Each topic is accompanied by videos. These videos are very short, because the
topics are very short. Think 5min or less. For K and 1st grade they might even
be just 1min or 2min. Each topic has many of them. They could be crowd sourced
or produced like something you'd get from an education company, whatever. The
point is: there is a back log of videos that teach each topic. So if you're
topic is "adding 0 to a number just gives that same number" there would be at
least 1 but maybe multiple videos in the system that teach that topic.

Each topic has a series of questions, each question has correct answers, and
incorrect answers. As much as humanly possible we have a catalog of multiple
choice questions for each topic. The questions can be written in a variety of
ways, the correct and incorrect answers can be written in a variety of ways.
For example one question might have a few ways it can be written such as
"1+0=?" or "one plus zero is what?" or "one + zero" etc. The point is you can
randomly select a series of questions, and you can randomly select one of the
correct answers, and a few of the incorrect answers, or construct "all of the
above" or "none of the above" and even if two people have the same questions
in the same order, their experience and what they see might be totally
different.

Finally, each student account has a list of the topics they have "mastered".
So your account is like a tree of the topics you've mastered, which adjacent
or peer topics you haven't mastered yet, and which topics you have mastered
all the prerequisites for. I could randomly select a topic, and by walking the
tree of prerequisites a little bit, find a topic quickly that is appropriate
for you.

Okay those are all the nouns. Now for the verbs. How does this work? Basically
the experience is a loop. A student comes in to the system. The tool randomly
selects a topic that the student has mastered all the prerequisites for. They
are presented with one of the videos for that topic randomly. Then they're
presented with a short quiz randomly built from the questions for that topic.
If they get a 100% correct on all the questions, they've mastered that topic.
Wash rinse repeat until they've graduated from college.

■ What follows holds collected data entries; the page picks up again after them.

PR #20, opened 2016-11-22
Compute global prune upper bound using compaction state of every region

poornachandra:
JIRA - https://issues.apache.org/jira/browse/TEPHRA-198

This PR uses the compaction state recorded by co-processors in https://github.com/apache/incubator-tephra/pull/19 to compute the global prune upper bound.

TODO: add some more test cases to test DefaultDataJanitorPlugin.


tephra-hbase-compat-1.1-base/src/main/java/org/apache/tephra/hbase/coprocessor/janitor/DefaultDataJanitorPlugin.java
```diff
@@ -0,0 +1,189 @@
...
+import java.util.List;
+import java.util.Map;
+import java.util.SortedSet;
+import java.util.TreeSet;
+
+/**
+ * Default implementation of the {@link DataJanitorPlugin} for HBase
+ */
+@SuppressWarnings("WeakerAccess")
+public class DefaultDataJanitorPlugin implements DataJanitorPlugin {
```
anew: I think this is the HBaseJanitorPlugin? And if you had another store, it would be entirely different?

tephra-core/src/main/java/org/apache/tephra/janitor/DataJanitorPlugin.java
```diff
@@ -0,0 +1,59 @@
...
+ * Data janitor interface to manage the invalid transaction list.
+ * There will be one such plugin per data store that will be invoked periodically
+ * to fetch the prune upper bound for each data store.
+ * Invalid transaction list will pruned up to the minimum of prune upper bounds returned by all the plugins.
+ */
+public interface DataJanitorPlugin {
+  /**
+   * Called once at the beginning to initialize the plugin
+   */
+  void initialize(Configuration conf) throws IOException;
```
anew: at the beginning of what? The lifetime of a transaction manager? Or the beginning of a prune operation?

tephra-core/src/main/java/org/apache/tephra/janitor/DataJanitorPlugin.java
```diff
@@ -0,0 +1,59 @@
...
+
+package org.apache.tephra.janitor;
+
+import org.apache.hadoop.conf.Configuration;
+
+import java.io.IOException;
+
+/**
+ * Data janitor interface to manage the invalid transaction list.
+ * There will be one such plugin per data store that will be invoked periodically
```
anew: It would make sense to mention here that this a plugin for the tx manager. Its name is a little misleading because the DataJanitor is a coprocessor that runs in each region server.

tephra-core/src/main/java/org/apache/tephra/janitor/DataJanitorPlugin.java
```diff
@@ -0,0 +1,59 @@
...
+  /**
+   * Called once at the beginning to initialize the plugin
+   */
+  void initialize(Configuration conf) throws IOException;
+
+  /**
+   * Called periodically to fetch prune upper bound for a data store
+   *
+   * @param time start time of this prune iteration
+   * @param pruneUpperBoundForTime upper bound for prune tx id for the given start time
```
anew: this is confusing. I thought this _returns_ the prune upper bound? Why does it need the upper bound passed in as a parameter. I think you need to explain better what this parameter means.

tephra-core/src/main/java/org/apache/tephra/janitor/DataJanitorPlugin.java
```diff
@@ -0,0 +1,59 @@
...
+   */
+  long fetchPruneUpperBound(long time, long pruneUpperBoundForTime) throws IOException;
+
+  /**
+   * Called after pruning the invalid list.
+   * The plugin can use the pruneUpperBound passed to clean up its state
```
anew: is this the same pruneUpperBound that was returned by fetchPruneUpperBound? What is the semantic of this - does it mean it is guaranteed that all invalid transactions less than that upper bound have been removed from the invalid list?

tephra-hbase-compat-1.1-base/src/main/java/org/apache/tephra/hbase/coprocessor/janitor/DataJanitorState.java
```diff
@@ -19,20 +19,46 @@
...
 import java.io.IOException;
+import java.util.Map;
+import java.util.Set;
+import java.util.SortedSet;
+import java.util.TreeMap;
+import java.util.TreeSet;
+import javax.annotation.Nullable;
 
 /**
  * Persist data janitor state into an HBase table.
```
anew: Is it true that this class is shared between the DataJanitor coprocessor (for saving prune state) and the DataJanitorPlugin in the tx manager (for reading the state)? If so, then this deserves mentioning in the javadocs

tephra-hbase-compat-1.1-base/src/main/java/org/apache/tephra/hbase/coprocessor/janitor/DataJanitorState.java
```diff
@@ -58,10 +105,237 @@ public long getPruneUpperBound(byte[] regionId) throws IOException {
...
+  }
+
+  // ---------------------------------------------------
+  // ------- Methods for regions at a given time -------
+  // Key: 0x2<time><region-id>
+  // Col 't': <empty byte array>
+  // ---------------------------------------------------
+
+  /**
+   * Persist the regions for a given time
```
anew: what exactly does this persist? Simply what regions existed at that time?

tephra-hbase-compat-1.1-base/src/main/java/org/apache/tephra/hbase/coprocessor/janitor/DefaultDataJanitorPlugin.java
```diff
@@ -0,0 +1,189 @@
...
+  public long fetchPruneUpperBound(long time, long pruneUpperBoundForTime) throws IOException {
+    LOG.debug("Fetching prune upper bound for time {} and max prune upper bound {}", time, pruneUpperBoundForTime);
+    if (time < 0 || pruneUpperBoundForTime < 0) {
+      return -1;
+    }
+
+    SortedSet<byte[]> transactionalRegions = getTransactionalRegions();
+    if (!transactionalRegions.isEmpty()) {
+      LOG.debug("Saving {} transactional regions for time {}", transactionalRegions.size(), time);
+      dataJanitorState.saveRegionsForTime(time, transactionalRegions);
```
anew: I am not sure I understand. Why does fetch() have to save anything? Shouldn't it just read (=fetch)?

tephra-hbase-compat-1.1-base/src/main/java/org/apache/tephra/hbase/coprocessor/janitor/DefaultDataJanitorPlugin.java
```diff
@@ -0,0 +1,189 @@
...
+          } else {
+            LOG.debug("{} is not a transactional table", tableDescriptor.getTableName());
+          }
+        }
+      }
+    }
+    return regions;
+  }
+
+  private long computePruneUpperBound(TimeRegions timeRegions) throws IOException {
```
anew: It would really help to explain this method in comments.

tephra-hbase-compat-1.1-base/src/main/java/org/apache/tephra/hbase/coprocessor/janitor/DataJanitorState.java
poornachandra: Added javadoc

tephra-core/src/main/java/org/apache/tephra/janitor/TransactionPruningPlugin.java
```diff
@@ -0,0 +1,90 @@
...
+  /**
+   * Called once when the Transaction Service starts up.
+   *
+   * @param conf configuration for the plugin
+   */
+  void initialize(Configuration conf) throws IOException;
+
+  /**
+   * Called periodically to fetch prune upper bound for a data store. The plugin examines the state of data cleanup
+   * in the data store and determines the smallest invalid transaction whose writes no longer exist in the data
```
anew: not sure if this is correct. I think the intention is: It is the greatest upper bound that guarantees that the writes of all invalid transaction less than this bound no longer exist.

anew: or a greatest lower bound for transaction ids that may not be pruned?

tephra-hbase-compat-1.1-base/src/main/java/org/apache/tephra/hbase/coprocessor/janitor/HBaseTransactionPruningPlugin.java
```diff
@@ -0,0 +1,289 @@
...
+
+      Map<byte[], Long> pruneUpperBoundRegions = dataJanitorState.getPruneUpperBoundForRegions(transactionalRegions);
+      logPruneUpperBoundRegions(pruneUpperBoundRegions);
+      // If prune upper bounds are found for all the transactional regions, then compute the prune upper bound
+      // across all regions
+      if (!transactionalRegions.isEmpty() && pruneUpperBoundRegions.size() == transactionalRegions.size()) {
+        long pruneUpperBoundForTime = dataJanitorState.getPruneUpperBoundForTime(time);
+        LOG.debug("Found max prune upper bound {} for time {}", pruneUpperBoundForTime, time);
+        // If pruneUpperBoundForTime is not recorded then that means the data is not complete for these regions
+        if (pruneUpperBoundForTime != -1) {
```
anew: It would be good to debug-log if it is -1. That would indicate the reason for the debug message in line 264.

tephra-hbase-compat-1.1-base/src/main/java/org/apache/tephra/hbase/coprocessor/janitor/HBaseTransactionPruningPlugin.java
```diff
@@ -0,0 +1,289 @@
...
+  public void pruneComplete(long time, long maxPrunedInvalid) throws IOException {
+    LOG.debug("Prune complete for time {} and prune upper bound {}", time, maxPrunedInvalid);
+    if (time < 0 || maxPrunedInvalid < 0) {
+      return;
+    }
+
+    // Get regions for given time, so as to not delete them
+    TimeRegions regionsToExclude = dataJanitorState.getRegionsOnOrBeforeTime(time);
+    if (regionsToExclude != null) {
+      LOG.debug("Deleting stale region - prune upper bound record before {}", maxPrunedInvalid);
```
anew: regions with p.u.b. recorded before

anew: So this will only delete the entries for regions that do not exist any longer? Meaning, for regions that still exist, we never clean up that state? It's not clear why we have to keep it.

tephra-hbase-compat-1.1-base/src/main/java/org/apache/tephra/hbase/coprocessor/janitor/HBaseTransactionPruningPlugin.java
```diff
@@ -0,0 +1,289 @@
...
+      dataJanitorState.deleteRegionsWithPruneUpperBoundBefore(maxPrunedInvalid, regionsToExclude.getRegions());
+    } else {
+      LOG.warn("Cannot find saved regions on or before time {}", time);
+    }
+    long pruneTime = maxPrunedInvalid / TxConstants.MAX_TX_PER_MS;
```
anew: It seems that there should be a helper method to extract the time stamp from a transaction id?

tephra-core/src/main/java/org/apache/tephra/janitor/TransactionPruningPlugin.java
```diff
@@ -0,0 +1,90 @@
...
+   * store. It then returns this smallest invalid transaction as the prune upper bound for this data store.
+   *
+   * @param time start time of this prune iteration in milliseconds
+   * @param pruneUpperBoundForTime the largest invalid transaction that can be possibly removed
+   *                               from the invalid list for the given time.
+   *                               In terms of HBase, this is the smallest not in-progress transaction that will
+   *                               not have writes in any HBase regions that are created after the given time.
+   *                               The plugin will typically return a reduced upper bound based on the state of
+   *                               the invalid transaction data clean up in the data store.
```
poornachandra: You are right, I removed the HBase part from here since it is confusing and updated the javadoc.

tephra-hbase-compat-1.1-base/src/main/java/org/apache/tephra/hbase/coprocessor/janitor/HBaseTransactionPruningPlugin.java
```diff
@@ -179,15 +180,17 @@ public void pruneComplete(long time, long maxPrunedInvalid) throws IOException {
       return;
     }
 
-    // Get regions for given time, so as to not delete them
+    // Get regions for the given time, so as to not delete them. The prune upper bounds for regions are recorded
+    // by TransactionProcessor and the deletion is done by this class. To avoid update/delete race condition,
+    // we only delete stale regions.
```
anew: OK, the comment makes this clear that it is because of race condition. Not sure what kind of race conditions? Also, I believe my comment still holds that this means, as long as a region exists, we will never delete its entries here. Do we really have to keep a record of a region's existence for every single pruneInterval since the beginning of time? That can be a lot of records over time.

poornachandra:
Thanks for the review @anew. I've addressed the comments, please take another look.

> Regarding correctness, my major concern is that the (min(max invalid), min(inProgress)-1) is not a safe bound for transaction that are guaranteed not to write any more.
I have filed TEPHRA-199 to address this, I'll make the changes in the next PR.

Do you have a suggestion for a better name for `pruneUpperBoundTime`? Basically this is an upper bound for transactions that are not active (i.e, can be still used for writing).

tephra-hbase-compat-1.1-base/src/main/java/org/apache/tephra/hbase/coprocessor/janitor/HBaseTransactionPruningPlugin.java
```diff
@@ -259,6 +262,8 @@ private long computePruneUpperBound(TimeRegions timeRegions) throws IOException
         if (pruneUpperBoundForTime != -1) {
           Long minPruneUpperBoundRegions = Collections.min(pruneUpperBoundRegions.values());
           return Math.min(pruneUpperBoundForTime, minPruneUpperBoundRegions);
+        } else {
+          LOG.debug("Ignoring invalid prune upper bound -1 for time {}", time);
```
anew: A better message would be: Ignoring regions for time {} because no pruneUpperBound was found for that time and the data must be incomplete.

tephra-hbase-compat-1.1-base/src/main/java/org/apache/tephra/hbase/coprocessor/janitor/HBaseTransactionPruningPlugin.java
```diff
@@ -259,6 +262,8 @@ private long computePruneUpperBound(TimeRegions timeRegions) throws IOException
...
         }
       } else {
         if (LOG.isDebugEnabled()) {
```
anew: Maybe the message here should also be rephrased: "Ignoring regions for time {} because not all of the regions recorded a pruneUpperBound."

This may seem picky, but remember that these messages will be seen by devops who does not understand the internals. If you rephrase it this way, they will understand better what is gong on.

tephra-hbase-compat-1.1-base/src/main/java/org/apache/tephra/hbase/coprocessor/janitor/HBaseTransactionPruningPlugin.java
```diff
@@ -0,0 +1,289 @@
...
+ *
+ * <p/>
+ * Above, when we find <i>(t1, set of regions)</i>, there may a region that was created after time <i>t1</i>,
+ * but has a data write from an invalid transaction that is smaller than the prune upper bounds of all
+ * regions in <i>(t1, set of regions)</i>. This is possible because <i>(region, prune upper bound)</i> persisted by
+ * TransactionProcessor is always the latest prune upper bound for a region.
+ * <br/>
+ * However a region created after time <i>t1</i> cannot have writes from an invalid transaction that is smaller than
+ * <i>min(max(invalid list), min(in-progress list) - 1)</i> at the time the region was created.
+ * Since we limit the plugin prune upper bound using <i>(t1, prune upper bound)</i>, there should be no invalid
```
anew: Perhaps we should not document the min(max(invalid list), min(in-progress list) - 1) here. This class actually does not compute that, it is the caller that does. When we fix TEPHRA-199, then it will become obsolete anyway.

anew:
I did another pass. Only a few more comments...

tephra-hbase-compat-1.1-base/src/main/java/org/apache/tephra/hbase/coprocessor/janitor/HBaseTransactionPruningPlugin.java
poornachandra: Sure, will update the message

anew:
LGTM

poornachandra:
@anew Please take a look at the last rename commit

anew:
Thanks for the rename, I think this makes the code much clearer. LGTM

If you get a quiz wrong, all the prerequisites for that topic are no longer
mastered. In essence we "back up" one node in the prerequisite tree. Over time
a student will repeat some topics more than once, as they push the outer
boundary of the leaf nodes of the topic tree they've mastered. This is to be
expected.

Since we are randomly selecting topics, randomly selecting videos on those
topics, randomly building quizzes, and each topic is only a few minutes long,
we should be able to keep this up for a hour without getting too bogged down
in any one topic or any one quiz or any one subject. It should flow smoothly,
quickly, without friction, without complication. I'd estimate my 1st grader
could plow through 3 or 4 topics in an hour. My 4th grader should be able to
easily handle 5 or 6 no problem.

The system has hardly any user interface at all. There might be a single
button to say "I'm ready for the next topic". While the video plays there
might be a single button to back up 30 seconds. Then the quiz begins and there
is only 1 button for each of the 4 multiple choice answers, and then back to
the beginning. The fidelity of the user interface is comically minimal.

The system does not have any obvious grades, percentage completion, progress
reports, awards, kudos, etc. The loop of video, quiz, repeat, is all there is.
If you wanted to do reporting on student's progress you could do so, outside
of the system, but within it the experience is on rails. The student is not
alerted to wrong answers, correct answers, whether or not they've "mastered" a
topic, what the upcoming topics are, etc. None of that is presented to them.

Okay that's enough of a description. Each of these design elements is backed
up by my experience being Mr. Teacher and has specific reasons for being
there. I'm avoid giving all my back story because this was probably boring
enough as it is. I thank the OP "plafl" because this thing has been in my head
for weeks, and writing it all out has helped me get it out of my system.